— Data to use —
PR #110, opened 2016-04-30
make comments appear in order of creation

lksevans12:
Hi! We thought that it made more sense to have the comments displayed in order of creation, so I just added an order query to the comments in the trigger controller.


julianguyen:
@lksevans12 Awesome work again Laura! :)

Issue #116, opened 2016-05-03
JS Error when user is not signed in


julianguyen:
![screen shot 2016-05-03 at 9 53 01 am](https://cloud.githubusercontent.com/assets/3010728/14991175/ed48e676-1114-11e6-9eef-8ecb65e0640b.png)

When the user is not signed in, the following error is thrown `VM9058:1 Uncaught SyntaxError: Unexpected token <`

Not that a Pusher (notification service) object is not created unless the user is signed in.

PR #118, opened 2016-05-03
Js error not signed in

siyegen:
For #116 

Changes the dataType of the ajax call to json, so that the controller returns the json ```format.json { head :no_content }``` instead of the html and confirms that we got something back.

Tried to make as few changes as possible, so let me know if you had a different way you'd want to approach this.

### DIFF
--- a/app/assets/javascripts/notifications.js
+++ b/app/assets/javascripts/notifications.js
@@ -3,26 +3,28 @@ $(document).on("page:load ready", function() {
   var pusher;
 
   $.ajax({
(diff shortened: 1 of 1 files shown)


julianguyen:
@siyegen LGTM! Do notifications still work too?

siyegen:
They should, I used the sample user and confirmed the pusher creation still
happened.

julianguyen:
Awesome! Thanks again 👍 👍 👍

PR #133, opened 2016-05-17
Fix rspec deprecation for requiring rspec/autorun

calebthompson:
RSpec produced the following deprecation warning, which is resolved by not
requiring `rspec/autorun` in spec/spec_helper.rb:

    Requiring `rspec/autorun` when running RSpec via the `rspec` command is deprecated. Called from /Users/caleb/.rvm/gems/ruby-2.3.0@ifme/gems/activesupport-4.2.5/lib/active_support/dependencies.rb:274:in `require'.


julianguyen:
LGTM! Thanks! :)

PR #1705, opened 2020-03-24
Facebook Authentication

Manasa2850:
Issue #795 
I've just made a few changes. The issue is not fixed yet


Manasa2850:
@julianguyen in `app/models/user.rb` I just need to replicate the functions we have for Google authentication for Facebook also right?

app/controllers/omniauth_callbacks_controller.rb
```diff
@@ -14,6 +14,17 @@ def google_oauth2
     end
   end
 
+  def facebook
```
julianguyen: We should test this new method!

app/controllers/registrations_controller.rb
```diff
@@ -14,4 +14,8 @@ def update_resource(resource, params)
       resource.update_with_password(params)
     end
   end
+
+  def oauth_provider?(provider)
+    provider == 'google_oauth2' || provider == 'facebook'
```
julianguyen: I think we can simplify this logic by doing the following:

```
 %w[google_oauth2 facebook].include? provider
```

Manasa2850:
@julianguyen I'm not getting the desired result. Could you please let me know if I need to change something in `user.rb`

config/initializers/devise.rb
```diff
@@ -317,4 +317,19 @@
...
+
+  require 'omniauth-facebook'
+  config.omniauth(
+    :facebook,
+    ENV['FACEBOOK_CLIENT_ID'],
+    ENV['FACEBOOK_CLIENT_SECRET'],
+    scope: 'public_profile,email',
+    info_fields: 'email,first_name,last_name',
+    client_options: {
+    site: 'https://graph.facebook.com/v2.11',
```
bmwachajr: If this site changes based on the Version number for graph, please make it an ENV value instead.

app/models/user.rb
```diff
@@ -55,7 +55,7 @@ class User < ApplicationRecord
   # :confirmable, :lockable, :timeoutable and :omniauthable
   devise :invitable, :database_authenticatable, :registerable, :uid,
          :recoverable, :rememberable, :trackable, :validatable, :omniauthable,
-         omniauth_providers: [:google_oauth2]
+         omniauth_providers: %i[google_oauth2 facebook]
```
bmwachajr: A suggestion for increased maintainability, could be a good idea to rename the callback `facebook` to `facebook_oauth`.

app/models/user.rb
```diff
@@ -81,20 +81,27 @@ class User < ApplicationRecord
   validates :locale, inclusion: {
     in: Rails.application.config.i18n.available_locales.map(&:to_s).push(nil)
   }
-  validate :password_complexity
+  validate :password_complexity, unless: :oauth_provided?
```
bmwachajr: Love this

app/models/user.rb
```diff
@@ -81,20 +81,27 @@ class User < ApplicationRecord
...
 
   def active_for_authentication?
     super && !banned
   end
 
-  def self.find_for_google_oauth2(access_token)
-    user = find_or_initialize_by(email: access_token.info.email)
-    user.name ||= access_token.info.name
+  def self.find_for_google_oauth2(auth)
```
bmwachajr: Is `auth` an object or a value(token?)?

Manasa2850: It's a token

app/models/user.rb
Manasa2850: Sure I'll do this

config/initializers/devise.rb
Manasa2850: @bmwachajr sorry I didn't get you. What should I change to ENV value?
I currently have this:
`ENV['FACEBOOK_APP_ID'],
 ENV['FACEBOOK_APP_SECRET']
`

app/models/user.rb
julianguyen: This is a good question Ben asked!

It seems like it's an object, but line 94 treats these entire object as a token. That seems off to me. I would double-check what the value of auth actually is.

app/controllers/omniauth_callbacks_controller.rb
julianguyen: You'll want to add the test in `spec/controllers/omniauth_callbacks_controller_spec.rb`. The `GET #google_oauth2` describe block should give you hints on how to test the Facebook auth.

app/views/devise/shared/_links.erb
```diff
@@ -2,9 +2,19 @@
...
+          provider), method: :post, class: 'buttonGhostM' %>
       <% elsif provider.to_s == "google_oauth2" %>
-        <%= button_to t('devise.shared.sign_up_google'), omniauth_authorize_path(resource_name, provider), method: :post, class: 'buttonGhostM' %>
+        <%= button_to t('devise.shared.sign_up_google'), omniauth_authorize_path(resource_name,
+          provider), method: :post, class: 'buttonGhostM' %>
+      <% end -%>
+
+      <% if provider.to_s == "facebook" && (current_page?(new_user_session_path) || current_page?(new_user_password_path)) %>
+        <%= button_to t('devise.shared.sign_in_facebook'), omniauth_authorize_path(resource_name, provider),
+        method: :post, class: 'buttonGhostM' %>
```
julianguyen: We'll want to add some space margin between this button and the Sign Up with Google one above. Let's also add `smallMarginTop` to the class here.

app/views/devise/shared/_links.erb
```diff
@@ -2,9 +2,19 @@
...
+      <% elsif provider.to_s == "facebook" %>
+        <%= button_to t('devise.shared.sign_up_facebook'), omniauth_authorize_path(resource_name, provider),
+        method: :post, class: 'buttonGhostM' %>
```
julianguyen: Same comment as above.

app/controllers/omniauth_callbacks_controller.rb
julianguyen: This test will be helpful for uncovering potential bugs @bmwachajr has brought up below :)

bmwachajr:
Hey @Manasa2850 in case you need any help on this PR, let me know. Cheers.

app/controllers/omniauth_callbacks_controller.rb
```diff
@@ -14,16 +14,31 @@ def google_oauth2
...
+    else
+      redirect_to new_user_session_path, notice: t('omniauth.access_denied')
+    end
+  end
+
   private
 
   def user
-    @user ||= User.find_for_google_oauth2(request.env['omniauth.auth'])
+    @user ||= User.find_for_facebook(request.env['omniauth.auth'])
```
bmwachajr, line 31:
```suggestion
    @user ||= User.find_for_oauth(request.env['omniauth.auth'])
```
I would consider refactring this to cater for both google and facebooth oauth in one fell swoop.

app/models/user.rb
```diff
@@ -81,28 +81,51 @@ class User < ApplicationRecord
...
+    user = find_or_initialize_by(email: auth.info.email)
+    user.name ||= auth.info.name
     user.password ||= Devise.friendly_token[0, 20]
-    update_access_token_fields(user: user, access_token: access_token)
+    update_access_token_fields(user: user, access_token: auth)
     user
   end
 
+  def self.find_for_facebook(auth)
```
bmwachajr, line 98: consider merging this method with the `def self.find_for_google_oauth2(auth)` method into
```suggestion
  def self.find_for_oauth(auth)
```
as hinted https://github.com/ifmeorg/ifme/pull/1705/files?file-filters%5B%5D=.rb#r411277154

app/models/user.rb
```diff
@@ -81,28 +81,43 @@ class User < ApplicationRecord
...
+          uid: auth.provider + auth.uid).first_or_create do |user|
+      UserBuilder::Builder.build(user: user, auth: auth)
+    end
+  end
+
   def google_access_token
     google_access_token_expired? ? update_access_token : token
   end
 
+  def facebook_access_token
```
bmwachajr, line 109: A suggestion to shrink `def google_access_token` and `def facebook_access_token` since it technically does the samething. Abstarct them into one method

app/models/user.rb
```diff
@@ -140,7 +155,15 @@ def update_access_token
...
 
+  def oauth_provided?
+    provider.present? || token.present?
+  end
+
   def google_access_token_expired?
     !access_expires_at || Time.zone.now > access_expires_at
   end
+
+  def facebook_access_token_expired?
```
bmwachajr, line 166: Same comment here abstract `google_access_token_expired?` and `facebook_access_token_expired?` into one method

Manasa2850:
@bmwachajr we've made the changes you suggested!

app/controllers/omniauth_callbacks_controller.rb
```diff
@@ -14,16 +14,31 @@ def google_oauth2
...
   def user
-    @user ||= User.find_for_google_oauth2(request.env['omniauth.auth'])
+    @user ||= User.find_for_oauth(request.env['omniauth.auth'])
   end
 
   def google_avatar
     request.env['omniauth.auth']&.[]('info')&.[]('image')
   end
 
+  def facebook_avatar
```
bmwachajr, line 38: It's looking good. a minor refactor here. Could we combine `google_avatar` and `facebook_avatar` into one `omniauth_avatar` method?

spec/controllers/omniauth_callbacks_controller_spec.rb
```diff
@@ -115,5 +119,89 @@
...
+    end
+
+    context 'user avatar image uploads' do
+      before { stub_env_for_omniauth_fb }
+      let(:oauth_email) { request.env['omniauth.auth']['info']['email'] }
+      let(:oauth_user) { User.find_by(email: oauth_email) }
+      let(:user) { oauth_user }
+      before { get :facebook }
+
+      context 'when third party avatar is nil' do
```
julianguyen, line 199: What happens when the third party avatar is not nil? I think we should test for that case as well :)

spec/controllers/omniauth_callbacks_controller_spec.rb
```diff
@@ -195,6 +195,26 @@
       let(:oauth_user) { User.find_by(email: oauth_email) }
       let(:user) { oauth_user }
       before { get :facebook }
+      
+      context 'when third party avatar is not nil' do
+        it 'uploads avatar when third_party_avatar has changed' do
+          new_avatar = 'http://example.com/images/different_profile.jpeg'
+          request.env['omniauth.auth']['info']['image'] = new_avatar
+          get :facebook
```
bmwachajr, line 203: For this failing test. you could debug using `byebug` in this action. Specifically, I would look to check that `request.env['omniauth.auth']['info']['image']` is really set to `new_avatar`.

Might need to stub `request.env['omniauth.auth']['info']['image'] = new_avatar` correctly

app/controllers/omniauth_callbacks_controller.rb
```diff
@@ -14,32 +14,43 @@ def google_oauth2
     end
   end
 
+  def facebook
+    if user.present?
+      user.accept_invitation! if invitation_token
```
bmwachajr, line 19: The `context 'when third party avatar is not nil'` is failing because we are not uploading the `third_party_avata` in the `facebook` OAuth action.

Right below this line, we shall have to add `upload_avatar(omniauth_avatar)`. Reference the `google_oauth2` action at [line 7](https://github.com/ifmeorg/ifme/pull/1705/files#diff-aed97266b0fe72994225a9cac3e4230bR7)

bmwachajr:
@julianguyen , just a little sidebar here.

It looks like both the `facebook` and `google_oauth2` actions are duplicates. Their specs are duplicates too. I suggest that once this PR solves the issue. we merge it as is and I will create a followup issue to refactor it.

It's a good idea to have short ship cycles for PRs. I could also use the refactor issue to guide @Manasa2850 and @GayathriVenkatesh on some really good practices.

What do you think?

Cc @Manasa2850 @GayathriVenkatesh would you be open to this?

julianguyen:
@bmwachajr This is really great feedback! Thanks for much for suggesting and offering to refactor. Support this 100%!

config/locales/de.yml
```diff
@@ -514,6 +514,7 @@ de:
   omniauth:
     google: Google
     access_denied: 'Zutritt verweigert'
+    facebook: Facebook
```
julianguyen, line 517: We don't need to add this since it already exists: https://github.com/ifmeorg/ifme/blob/master/config/locales/en.yml#L46

spec/controllers/omniauth_callbacks_controller_spec.rb
```diff
@@ -115,5 +119,109 @@
...
+    end
+
+    context 'user avatar image uploads' do
+      before { stub_env_for_omniauth_fb }
+      let(:oauth_email) { request.env['omniauth.auth']['info']['email'] }
+      let(:oauth_user) { User.find_by(email: oauth_email) }
+      let(:user) { oauth_user }
+      before { get :facebook }
+      
+      context 'when third party avatar is not nil' do
```
julianguyen, line 199: I think we can rephrase this context as 'when third party avatar exists'.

— What needs to be done —
As listed above, the lines from the line with "shot 2016-05-03 at" to the line with "When the user" are to be echoed exactly, with both ends included and nothing added.

— Result —
![screen shot 2016-05-03 at 9 53 01 am](https://cloud.githubusercontent.com/assets/3010728/14991175/ed48e676-1114-11e6-9eef-8ecb65e0640b.png)

When the user is not signed in, the following error is thrown `VM9058:1 Uncaught SyntaxError: Unexpected token <`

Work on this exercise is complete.